── DATA FOR THE TASK ──
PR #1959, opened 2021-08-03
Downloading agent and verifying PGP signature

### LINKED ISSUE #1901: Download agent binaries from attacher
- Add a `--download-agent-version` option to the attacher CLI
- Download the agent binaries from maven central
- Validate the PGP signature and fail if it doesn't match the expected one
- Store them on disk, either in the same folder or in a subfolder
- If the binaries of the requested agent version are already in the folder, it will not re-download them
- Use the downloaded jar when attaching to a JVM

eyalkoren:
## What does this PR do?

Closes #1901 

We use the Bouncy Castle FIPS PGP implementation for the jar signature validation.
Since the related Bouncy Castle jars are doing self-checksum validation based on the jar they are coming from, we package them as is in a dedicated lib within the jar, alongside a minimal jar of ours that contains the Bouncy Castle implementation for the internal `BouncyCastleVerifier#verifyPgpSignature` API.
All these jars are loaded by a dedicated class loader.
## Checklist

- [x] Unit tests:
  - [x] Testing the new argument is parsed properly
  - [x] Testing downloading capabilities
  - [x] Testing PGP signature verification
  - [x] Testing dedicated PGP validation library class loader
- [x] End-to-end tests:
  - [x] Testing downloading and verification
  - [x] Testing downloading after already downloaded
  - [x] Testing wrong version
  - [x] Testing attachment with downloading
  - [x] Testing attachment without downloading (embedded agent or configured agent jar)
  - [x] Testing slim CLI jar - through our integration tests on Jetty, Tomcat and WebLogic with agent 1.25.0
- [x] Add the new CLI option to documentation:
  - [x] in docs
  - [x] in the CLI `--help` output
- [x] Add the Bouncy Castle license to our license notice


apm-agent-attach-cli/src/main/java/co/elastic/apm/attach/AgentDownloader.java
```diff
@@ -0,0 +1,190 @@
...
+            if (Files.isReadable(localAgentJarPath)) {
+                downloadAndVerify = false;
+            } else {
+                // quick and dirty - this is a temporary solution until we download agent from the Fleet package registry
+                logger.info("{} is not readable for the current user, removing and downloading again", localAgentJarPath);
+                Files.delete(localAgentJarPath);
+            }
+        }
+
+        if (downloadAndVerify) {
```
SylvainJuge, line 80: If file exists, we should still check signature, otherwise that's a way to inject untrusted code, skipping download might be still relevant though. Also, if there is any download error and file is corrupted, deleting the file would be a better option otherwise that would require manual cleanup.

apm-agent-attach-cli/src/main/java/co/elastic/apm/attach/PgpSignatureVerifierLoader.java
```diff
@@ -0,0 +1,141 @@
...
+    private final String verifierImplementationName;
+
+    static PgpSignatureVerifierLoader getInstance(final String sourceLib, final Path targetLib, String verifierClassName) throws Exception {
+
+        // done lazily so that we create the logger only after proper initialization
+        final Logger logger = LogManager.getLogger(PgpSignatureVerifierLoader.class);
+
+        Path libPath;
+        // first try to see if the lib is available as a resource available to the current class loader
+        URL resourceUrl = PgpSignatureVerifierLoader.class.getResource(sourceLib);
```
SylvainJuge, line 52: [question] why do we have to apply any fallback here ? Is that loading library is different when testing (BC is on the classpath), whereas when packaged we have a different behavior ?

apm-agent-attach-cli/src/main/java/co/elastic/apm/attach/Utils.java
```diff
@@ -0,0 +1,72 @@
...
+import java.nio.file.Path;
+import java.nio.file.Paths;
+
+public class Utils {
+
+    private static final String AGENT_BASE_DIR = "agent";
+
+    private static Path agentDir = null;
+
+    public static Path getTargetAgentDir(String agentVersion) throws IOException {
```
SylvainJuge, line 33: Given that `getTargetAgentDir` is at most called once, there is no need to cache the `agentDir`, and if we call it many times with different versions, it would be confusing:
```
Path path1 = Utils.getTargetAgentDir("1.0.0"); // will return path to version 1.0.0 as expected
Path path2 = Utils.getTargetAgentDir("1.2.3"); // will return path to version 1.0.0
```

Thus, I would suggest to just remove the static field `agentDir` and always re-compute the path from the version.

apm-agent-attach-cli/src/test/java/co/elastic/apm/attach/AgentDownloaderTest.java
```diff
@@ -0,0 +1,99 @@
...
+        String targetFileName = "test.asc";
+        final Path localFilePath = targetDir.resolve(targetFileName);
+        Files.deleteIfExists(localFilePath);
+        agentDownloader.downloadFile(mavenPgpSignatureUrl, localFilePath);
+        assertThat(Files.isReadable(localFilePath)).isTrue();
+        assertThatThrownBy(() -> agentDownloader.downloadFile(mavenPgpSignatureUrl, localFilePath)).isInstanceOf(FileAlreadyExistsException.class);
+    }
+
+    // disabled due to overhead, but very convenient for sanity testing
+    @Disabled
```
───
--- PROBLEM REQUIREMENTS ---
Give back every entry, unchanged in any way.

--- THE ANSWER ---
PR #1959, opened 2021-08-03
Downloading agent and verifying PGP signature

### LINKED ISSUE #1901: Download agent binaries from attacher
- Add a `--download-agent-version` option to the attacher CLI
- Download the agent binaries from maven central
- Validate the PGP signature and fail if it doesn't match the expected one
- Store them on disk, either in the same folder or in a subfolder
- If the binaries of the requested agent version are already in the folder, it will not re-download them
- Use the downloaded jar when attaching to a JVM

eyalkoren:
## What does this PR do?

Closes #1901 

We use the Bouncy Castle FIPS PGP implementation for the jar signature validation.
Since the related Bouncy Castle jars are doing self-checksum validation based on the jar they are coming from, we package them as is in a dedicated lib within the jar, alongside a minimal jar of ours that contains the Bouncy Castle implementation for the internal `BouncyCastleVerifier#verifyPgpSignature` API.
All these jars are loaded by a dedicated class loader.
## Checklist

- [x] Unit tests:
  - [x] Testing the new argument is parsed properly
  - [x] Testing downloading capabilities
  - [x] Testing PGP signature verification
  - [x] Testing dedicated PGP validation library class loader
- [x] End-to-end tests:
  - [x] Testing downloading and verification
  - [x] Testing downloading after already downloaded
  - [x] Testing wrong version
  - [x] Testing attachment with downloading
  - [x] Testing attachment without downloading (embedded agent or configured agent jar)
  - [x] Testing slim CLI jar - through our integration tests on Jetty, Tomcat and WebLogic with agent 1.25.0
- [x] Add the new CLI option to documentation:
  - [x] in docs
  - [x] in the CLI `--help` output
- [x] Add the Bouncy Castle license to our license notice


apm-agent-attach-cli/src/main/java/co/elastic/apm/attach/AgentDownloader.java
```diff
@@ -0,0 +1,190 @@
...
+            if (Files.isReadable(localAgentJarPath)) {
+                downloadAndVerify = false;
+            } else {
+                // quick and dirty - this is a temporary solution until we download agent from the Fleet package registry
+                logger.info("{} is not readable for the current user, removing and downloading again", localAgentJarPath);
+                Files.delete(localAgentJarPath);
+            }
+        }
+
+        if (downloadAndVerify) {
```
SylvainJuge, line 80: If file exists, we should still check signature, otherwise that's a way to inject untrusted code, skipping download might be still relevant though. Also, if there is any download error and file is corrupted, deleting the file would be a better option otherwise that would require manual cleanup.

apm-agent-attach-cli/src/main/java/co/elastic/apm/attach/PgpSignatureVerifierLoader.java
```diff
@@ -0,0 +1,141 @@
...
+    private final String verifierImplementationName;
+
+    static PgpSignatureVerifierLoader getInstance(final String sourceLib, final Path targetLib, String verifierClassName) throws Exception {
+
+        // done lazily so that we create the logger only after proper initialization
+        final Logger logger = LogManager.getLogger(PgpSignatureVerifierLoader.class);
+
+        Path libPath;
+        // first try to see if the lib is available as a resource available to the current class loader
+        URL resourceUrl = PgpSignatureVerifierLoader.class.getResource(sourceLib);
```
SylvainJuge, line 52: [question] why do we have to apply any fallback here ? Is that loading library is different when testing (BC is on the classpath), whereas when packaged we have a different behavior ?

apm-agent-attach-cli/src/main/java/co/elastic/apm/attach/Utils.java
```diff
@@ -0,0 +1,72 @@
...
+import java.nio.file.Path;
+import java.nio.file.Paths;
+
+public class Utils {
+
+    private static final String AGENT_BASE_DIR = "agent";
+
+    private static Path agentDir = null;
+
+    public static Path getTargetAgentDir(String agentVersion) throws IOException {
```
SylvainJuge, line 33: Given that `getTargetAgentDir` is at most called once, there is no need to cache the `agentDir`, and if we call it many times with different versions, it would be confusing:
```
Path path1 = Utils.getTargetAgentDir("1.0.0"); // will return path to version 1.0.0 as expected
Path path2 = Utils.getTargetAgentDir("1.2.3"); // will return path to version 1.0.0
```

Thus, I would suggest to just remove the static field `agentDir` and always re-compute the path from the version.

apm-agent-attach-cli/src/test/java/co/elastic/apm/attach/AgentDownloaderTest.java
```diff
@@ -0,0 +1,99 @@
...
+        String targetFileName = "test.asc";
+        final Path localFilePath = targetDir.resolve(targetFileName);
+        Files.deleteIfExists(localFilePath);
+        agentDownloader.downloadFile(mavenPgpSignatureUrl, localFilePath);
+        assertThat(Files.isReadable(localFilePath)).isTrue();
+        assertThatThrownBy(() -> agentDownloader.downloadFile(mavenPgpSignatureUrl, localFilePath)).isInstanceOf(FileAlreadyExistsException.class);
+    }
+
+    // disabled due to overhead, but very convenient for sanity testing
+    @Disabled
```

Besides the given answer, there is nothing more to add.